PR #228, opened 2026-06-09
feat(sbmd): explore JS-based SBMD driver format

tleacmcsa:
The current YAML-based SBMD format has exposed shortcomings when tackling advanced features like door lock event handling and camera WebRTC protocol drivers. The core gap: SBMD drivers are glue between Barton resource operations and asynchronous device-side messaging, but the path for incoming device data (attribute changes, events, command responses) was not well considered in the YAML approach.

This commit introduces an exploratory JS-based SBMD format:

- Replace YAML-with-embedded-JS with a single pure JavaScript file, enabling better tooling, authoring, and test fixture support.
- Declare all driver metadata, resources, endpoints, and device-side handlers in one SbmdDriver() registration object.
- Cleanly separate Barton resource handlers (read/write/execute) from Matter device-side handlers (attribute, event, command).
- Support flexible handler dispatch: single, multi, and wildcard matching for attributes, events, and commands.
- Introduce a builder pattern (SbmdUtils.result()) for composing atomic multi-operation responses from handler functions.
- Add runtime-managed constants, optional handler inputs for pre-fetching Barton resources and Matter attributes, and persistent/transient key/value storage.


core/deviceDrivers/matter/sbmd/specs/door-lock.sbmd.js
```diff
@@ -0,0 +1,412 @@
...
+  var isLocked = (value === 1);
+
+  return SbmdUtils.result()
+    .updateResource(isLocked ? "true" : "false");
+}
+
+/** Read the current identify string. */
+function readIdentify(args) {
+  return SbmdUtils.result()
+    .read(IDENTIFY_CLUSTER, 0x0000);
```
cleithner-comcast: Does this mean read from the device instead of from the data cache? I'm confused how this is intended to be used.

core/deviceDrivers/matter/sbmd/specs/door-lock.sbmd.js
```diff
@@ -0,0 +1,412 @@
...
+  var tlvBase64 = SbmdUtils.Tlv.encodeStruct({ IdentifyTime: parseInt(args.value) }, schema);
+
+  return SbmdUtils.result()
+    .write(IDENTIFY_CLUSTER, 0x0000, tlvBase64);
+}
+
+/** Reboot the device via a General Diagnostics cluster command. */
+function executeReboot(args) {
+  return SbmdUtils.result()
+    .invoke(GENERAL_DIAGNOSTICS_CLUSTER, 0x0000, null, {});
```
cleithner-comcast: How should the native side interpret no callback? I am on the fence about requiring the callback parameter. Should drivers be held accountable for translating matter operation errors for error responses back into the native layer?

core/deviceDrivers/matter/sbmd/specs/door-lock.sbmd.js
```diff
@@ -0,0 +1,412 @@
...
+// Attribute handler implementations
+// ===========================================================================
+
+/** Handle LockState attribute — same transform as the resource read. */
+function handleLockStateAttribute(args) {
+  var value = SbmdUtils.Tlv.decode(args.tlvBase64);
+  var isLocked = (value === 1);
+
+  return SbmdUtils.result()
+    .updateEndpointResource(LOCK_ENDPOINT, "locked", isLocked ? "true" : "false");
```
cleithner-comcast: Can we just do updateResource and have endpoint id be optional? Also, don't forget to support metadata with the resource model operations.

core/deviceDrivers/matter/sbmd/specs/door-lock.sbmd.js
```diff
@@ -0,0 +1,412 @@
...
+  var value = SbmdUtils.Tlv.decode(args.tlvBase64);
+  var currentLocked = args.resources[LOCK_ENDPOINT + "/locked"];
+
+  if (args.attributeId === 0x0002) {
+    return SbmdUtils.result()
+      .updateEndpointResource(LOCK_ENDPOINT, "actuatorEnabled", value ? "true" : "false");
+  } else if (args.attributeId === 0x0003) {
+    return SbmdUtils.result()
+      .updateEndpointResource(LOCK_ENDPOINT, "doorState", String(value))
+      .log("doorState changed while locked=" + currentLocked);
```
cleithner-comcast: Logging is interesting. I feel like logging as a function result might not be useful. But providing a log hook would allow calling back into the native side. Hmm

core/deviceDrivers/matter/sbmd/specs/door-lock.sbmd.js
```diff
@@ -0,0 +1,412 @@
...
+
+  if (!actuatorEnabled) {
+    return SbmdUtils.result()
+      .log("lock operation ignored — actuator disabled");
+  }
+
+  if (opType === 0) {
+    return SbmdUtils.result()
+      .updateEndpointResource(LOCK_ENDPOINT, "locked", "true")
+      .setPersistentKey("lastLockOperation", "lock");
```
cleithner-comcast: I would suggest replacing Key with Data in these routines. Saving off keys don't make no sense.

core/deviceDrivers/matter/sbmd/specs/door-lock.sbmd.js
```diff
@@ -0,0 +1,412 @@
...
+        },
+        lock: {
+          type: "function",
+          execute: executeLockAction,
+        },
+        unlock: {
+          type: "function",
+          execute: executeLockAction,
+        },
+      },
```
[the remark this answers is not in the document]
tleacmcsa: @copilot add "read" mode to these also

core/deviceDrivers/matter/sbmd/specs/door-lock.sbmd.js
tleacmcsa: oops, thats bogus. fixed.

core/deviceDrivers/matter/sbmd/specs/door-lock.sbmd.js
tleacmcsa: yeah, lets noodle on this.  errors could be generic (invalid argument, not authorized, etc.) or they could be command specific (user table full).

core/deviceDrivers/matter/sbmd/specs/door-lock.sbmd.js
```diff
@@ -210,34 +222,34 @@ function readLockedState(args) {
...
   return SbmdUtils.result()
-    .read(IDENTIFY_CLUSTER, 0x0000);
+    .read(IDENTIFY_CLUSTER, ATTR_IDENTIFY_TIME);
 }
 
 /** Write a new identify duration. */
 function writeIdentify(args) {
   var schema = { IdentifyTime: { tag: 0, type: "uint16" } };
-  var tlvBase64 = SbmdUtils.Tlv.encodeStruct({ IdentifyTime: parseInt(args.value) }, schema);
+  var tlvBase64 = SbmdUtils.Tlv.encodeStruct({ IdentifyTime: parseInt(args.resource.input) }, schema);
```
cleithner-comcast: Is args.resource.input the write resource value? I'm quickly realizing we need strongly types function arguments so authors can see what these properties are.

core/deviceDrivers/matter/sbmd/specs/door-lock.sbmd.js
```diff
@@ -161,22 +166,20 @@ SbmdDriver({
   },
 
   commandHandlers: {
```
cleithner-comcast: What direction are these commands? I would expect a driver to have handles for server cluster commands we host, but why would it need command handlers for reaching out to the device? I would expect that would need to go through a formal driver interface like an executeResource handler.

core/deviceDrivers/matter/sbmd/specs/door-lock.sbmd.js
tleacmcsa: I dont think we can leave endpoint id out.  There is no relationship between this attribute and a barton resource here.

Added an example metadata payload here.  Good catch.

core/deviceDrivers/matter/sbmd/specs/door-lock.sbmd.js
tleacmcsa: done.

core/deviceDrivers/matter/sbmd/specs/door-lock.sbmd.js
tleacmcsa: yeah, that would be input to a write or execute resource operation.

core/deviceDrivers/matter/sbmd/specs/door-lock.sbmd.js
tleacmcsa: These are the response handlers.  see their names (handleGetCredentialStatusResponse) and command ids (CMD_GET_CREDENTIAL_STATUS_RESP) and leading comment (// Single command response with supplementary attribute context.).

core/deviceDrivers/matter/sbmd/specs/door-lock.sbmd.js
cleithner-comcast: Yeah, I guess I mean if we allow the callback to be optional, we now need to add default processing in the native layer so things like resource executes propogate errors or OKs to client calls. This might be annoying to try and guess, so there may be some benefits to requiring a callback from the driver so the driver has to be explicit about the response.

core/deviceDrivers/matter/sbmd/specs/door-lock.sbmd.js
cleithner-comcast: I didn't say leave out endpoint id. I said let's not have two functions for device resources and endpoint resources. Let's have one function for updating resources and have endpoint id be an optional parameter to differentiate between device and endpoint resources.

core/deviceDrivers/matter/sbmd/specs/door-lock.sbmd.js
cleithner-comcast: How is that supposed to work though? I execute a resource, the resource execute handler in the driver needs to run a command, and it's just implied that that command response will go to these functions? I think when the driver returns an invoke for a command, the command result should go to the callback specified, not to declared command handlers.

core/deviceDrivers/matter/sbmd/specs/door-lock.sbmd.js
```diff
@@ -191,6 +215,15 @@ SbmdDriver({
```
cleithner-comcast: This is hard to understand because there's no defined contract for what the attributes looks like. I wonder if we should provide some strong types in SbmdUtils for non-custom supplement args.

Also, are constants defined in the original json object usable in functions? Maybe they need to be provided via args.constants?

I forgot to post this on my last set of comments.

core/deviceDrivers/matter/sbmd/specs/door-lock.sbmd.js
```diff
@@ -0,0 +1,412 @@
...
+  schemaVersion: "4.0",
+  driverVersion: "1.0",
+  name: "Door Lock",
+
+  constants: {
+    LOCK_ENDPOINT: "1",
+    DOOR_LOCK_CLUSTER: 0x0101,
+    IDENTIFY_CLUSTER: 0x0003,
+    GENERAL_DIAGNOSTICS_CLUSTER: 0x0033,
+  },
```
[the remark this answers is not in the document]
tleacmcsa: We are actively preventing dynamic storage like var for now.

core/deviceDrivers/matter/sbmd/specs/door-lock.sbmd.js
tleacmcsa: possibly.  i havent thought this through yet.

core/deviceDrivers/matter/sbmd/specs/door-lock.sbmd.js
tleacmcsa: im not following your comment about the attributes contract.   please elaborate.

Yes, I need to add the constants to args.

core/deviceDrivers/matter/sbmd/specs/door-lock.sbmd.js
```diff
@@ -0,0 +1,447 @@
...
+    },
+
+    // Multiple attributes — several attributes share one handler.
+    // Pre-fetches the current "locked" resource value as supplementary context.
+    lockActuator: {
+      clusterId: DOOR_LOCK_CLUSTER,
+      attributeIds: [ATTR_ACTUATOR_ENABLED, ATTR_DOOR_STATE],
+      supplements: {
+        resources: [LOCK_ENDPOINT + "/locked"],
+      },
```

--

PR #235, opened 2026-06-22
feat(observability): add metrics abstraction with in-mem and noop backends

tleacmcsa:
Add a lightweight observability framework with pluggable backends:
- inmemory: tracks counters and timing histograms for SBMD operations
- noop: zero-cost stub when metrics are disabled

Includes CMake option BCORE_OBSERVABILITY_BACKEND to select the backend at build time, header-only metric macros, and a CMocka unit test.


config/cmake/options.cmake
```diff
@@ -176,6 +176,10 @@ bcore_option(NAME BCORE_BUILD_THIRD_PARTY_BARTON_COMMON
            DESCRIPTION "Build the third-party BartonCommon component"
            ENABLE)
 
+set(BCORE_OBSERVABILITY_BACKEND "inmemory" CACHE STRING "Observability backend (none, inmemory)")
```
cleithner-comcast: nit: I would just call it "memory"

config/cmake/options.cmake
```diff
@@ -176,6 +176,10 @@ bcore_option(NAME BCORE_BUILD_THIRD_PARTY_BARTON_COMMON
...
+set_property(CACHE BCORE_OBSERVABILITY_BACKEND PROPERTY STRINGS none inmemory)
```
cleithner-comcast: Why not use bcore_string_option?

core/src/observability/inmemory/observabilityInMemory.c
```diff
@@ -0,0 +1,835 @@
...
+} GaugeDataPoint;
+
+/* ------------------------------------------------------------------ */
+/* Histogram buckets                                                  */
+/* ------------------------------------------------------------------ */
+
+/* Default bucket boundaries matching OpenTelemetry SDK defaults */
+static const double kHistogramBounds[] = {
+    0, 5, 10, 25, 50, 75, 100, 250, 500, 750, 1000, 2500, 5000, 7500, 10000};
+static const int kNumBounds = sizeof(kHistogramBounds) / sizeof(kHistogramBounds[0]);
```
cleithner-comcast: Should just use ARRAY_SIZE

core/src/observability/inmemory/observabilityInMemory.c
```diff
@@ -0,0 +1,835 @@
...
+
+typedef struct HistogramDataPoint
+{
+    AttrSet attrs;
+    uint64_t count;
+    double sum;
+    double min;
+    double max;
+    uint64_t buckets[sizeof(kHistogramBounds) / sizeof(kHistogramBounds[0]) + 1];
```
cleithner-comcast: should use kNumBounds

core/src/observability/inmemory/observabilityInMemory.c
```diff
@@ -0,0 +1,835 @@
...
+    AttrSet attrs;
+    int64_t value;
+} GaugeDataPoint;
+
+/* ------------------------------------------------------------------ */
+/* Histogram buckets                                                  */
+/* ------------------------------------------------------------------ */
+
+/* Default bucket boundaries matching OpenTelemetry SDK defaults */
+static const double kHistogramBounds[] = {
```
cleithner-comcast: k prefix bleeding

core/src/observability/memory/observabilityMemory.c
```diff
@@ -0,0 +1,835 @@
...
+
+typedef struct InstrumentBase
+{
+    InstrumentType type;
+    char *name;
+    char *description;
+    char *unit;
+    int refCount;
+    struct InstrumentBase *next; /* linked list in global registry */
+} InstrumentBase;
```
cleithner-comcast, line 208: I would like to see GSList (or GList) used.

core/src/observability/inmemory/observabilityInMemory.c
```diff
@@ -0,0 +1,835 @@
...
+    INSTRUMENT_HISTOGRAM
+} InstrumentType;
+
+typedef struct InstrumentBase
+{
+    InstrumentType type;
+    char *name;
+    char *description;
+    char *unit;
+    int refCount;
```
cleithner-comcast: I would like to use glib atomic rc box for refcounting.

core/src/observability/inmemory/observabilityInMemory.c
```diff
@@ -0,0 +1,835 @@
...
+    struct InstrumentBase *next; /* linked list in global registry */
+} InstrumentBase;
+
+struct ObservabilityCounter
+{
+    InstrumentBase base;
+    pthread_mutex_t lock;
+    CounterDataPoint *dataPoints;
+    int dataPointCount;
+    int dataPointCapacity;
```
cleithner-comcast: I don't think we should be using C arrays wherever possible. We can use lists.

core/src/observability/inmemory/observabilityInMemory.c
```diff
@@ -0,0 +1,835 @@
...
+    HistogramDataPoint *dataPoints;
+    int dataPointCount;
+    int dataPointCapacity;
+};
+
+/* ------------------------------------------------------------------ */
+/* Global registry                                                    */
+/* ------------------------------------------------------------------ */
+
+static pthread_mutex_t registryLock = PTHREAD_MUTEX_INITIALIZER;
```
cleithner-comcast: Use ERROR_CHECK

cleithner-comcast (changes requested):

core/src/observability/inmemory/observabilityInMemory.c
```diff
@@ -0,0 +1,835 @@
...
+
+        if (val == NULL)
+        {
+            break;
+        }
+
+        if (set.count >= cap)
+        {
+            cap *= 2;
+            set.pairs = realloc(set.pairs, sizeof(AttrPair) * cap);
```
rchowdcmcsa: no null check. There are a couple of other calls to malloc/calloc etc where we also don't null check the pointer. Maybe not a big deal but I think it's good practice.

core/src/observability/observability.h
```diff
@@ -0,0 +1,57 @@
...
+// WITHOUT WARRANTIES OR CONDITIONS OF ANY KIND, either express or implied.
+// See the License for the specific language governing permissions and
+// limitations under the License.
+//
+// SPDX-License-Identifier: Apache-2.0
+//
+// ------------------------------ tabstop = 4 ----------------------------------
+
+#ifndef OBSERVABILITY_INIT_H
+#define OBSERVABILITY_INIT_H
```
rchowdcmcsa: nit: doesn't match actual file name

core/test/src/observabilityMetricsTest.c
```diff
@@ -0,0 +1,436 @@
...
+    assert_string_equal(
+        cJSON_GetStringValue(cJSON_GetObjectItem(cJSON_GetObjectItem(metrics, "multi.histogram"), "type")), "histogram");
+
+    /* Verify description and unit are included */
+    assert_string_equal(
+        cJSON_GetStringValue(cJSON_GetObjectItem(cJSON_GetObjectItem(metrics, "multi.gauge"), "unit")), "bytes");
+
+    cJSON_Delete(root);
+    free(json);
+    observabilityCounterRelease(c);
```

Instructions to follow —
Return each line from the entries above that includes "optional".

Answer below —
- Add runtime-managed constants, optional handler inputs for pre-fetching Barton resources and Matter attributes, and persistent/transient key/value storage.
cleithner-comcast: Can we just do updateResource and have endpoint id be optional? Also, don't forget to support metadata with the resource model operations.
cleithner-comcast: Yeah, I guess I mean if we allow the callback to be optional, we now need to add default processing in the native layer so things like resource executes propogate errors or OKs to client calls. This might be annoying to try and guess, so there may be some benefits to requiring a callback from the driver so the driver has to be explicit about the response.
cleithner-comcast: I didn't say leave out endpoint id. I said let's not have two functions for device resources and endpoint resources. Let's have one function for updating resources and have endpoint id be an optional parameter to differentiate between device and endpoint resources.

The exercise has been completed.